Tested against the Waymo Open Dataset, 4D-Net improved on average precision (AP) across all tested rival approaches. While its performance proved, on average, weaker at shorter distances, its ability to recognize more distant objects — particularly the 50-meter-plus range — is reportedly unsurpassed, particularly when running in multi-stream mode.
“We demonstrate improved state-of-the-art performance and competitive inference run-times,” the team concludes, “despite using 4D sensing and both modalities in time. Without loss of generality, the same approach can be extended to other streams of RGB images, e.g., the side cameras providing critical information for highly occluded objects, or to diverse learnable feature representations for PC [Point Cloud] or images, or to other sensors.”

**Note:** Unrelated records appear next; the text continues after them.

PR #638, opened 2017-08-23
Enable editing of Transaction Start button text

alecgibson:
This change allows publishers to choose the text that appears in the
green “start” button on a Transaction. This behaviour is basically a
direct read-across from the similar functionality in Simple Smart
Answers.

Publishers will be able to select from a drop-down, which only contains
two choices:

- “Start now”
- “Sign in”

“Start now” is the text that is currently displayed, and remains the
default.

“Sign in” is the new copy requested specifically for the Universal
Credit Sign In page.

We use a drop-down to restrict the choices. Copy will need to go through
approval to be included in the drop-down, and having a list of these
items will help to keep consistency across GOV.UK (for example, we will
not have variations like “Sign in”, “Signin”, “Log in”, etc.).

## Before

universal-credit-start-now

## After

universal-credit-sign-in

### DIFF
--- a/app/controllers/editions_controller.rb
+++ b/app/controllers/editions_controller.rb
@@ -260,6 +260,7 @@ protected
     when :transaction_edition
       [
         :introduction,
+        :start_button_text,
         :will_continue_on,
         :link,
         :more_information,
--- a/app/models/transaction_edition.rb
+++ b/app/models/transaction_edition.rb
@@ -8,10 +8,12 @@ class TransactionEdition < Edition
   field :need_to_know, type: String
   field :department_analytics_profile, type: String
   field :alternate_methods, type: String
+  field :start_button_text, type: String, default: "Start now"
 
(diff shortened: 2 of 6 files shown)


alecgibson:
[(2) Change green button text on transaction page](https://trello.com/c/zo4casKM/722-2-change-green-button-text-on-transaction-page)

fofr:
The UI should be radio buttons when there are only two options. Dropdowns are not easy to use.

alecgibson:
@fofr I used a `select` because that's what we're already using on Simple Smart Answers. If we want to use radio buttons, shouldn't we use them everywhere?

fofr:
Let's start with this.

More guidance on why selects are bad here: https://paper.dropbox.com/doc/Select-boxes-v7PWDvPDV2tmc9pzDbm3s

alecgibson:
I've raised this Trello card to switch both formats over to radio buttons: https://trello.com/c/2JyPdctt/727-change-publisher-start-button-text-select-to-radio-buttons

PR #639, opened 2017-08-25
Substitute select tags with radio buttons

mgrassotti:
Trello: https://trello.com/c/2JyPdctt/727-2-change-publisher-start-button-text-select-to-radio-buttons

The researchers suggest that the 4D-Net approach can also be used outside the field of autonomous driving, wherever there’ a need to capture different aspects of the same domain by aligning audio, video, text, and image data automatically.
The team’s work was presented at the International Conference on Computer Vision (ICCV) 2021, and has been made available under open-access terms. A supporting write-up by AJ Piergiovanni and Anelia Angelova is available on the Google AI Blog. The researchers have pledged to make their code available under an open-source license, but it had not been published at the time of writing.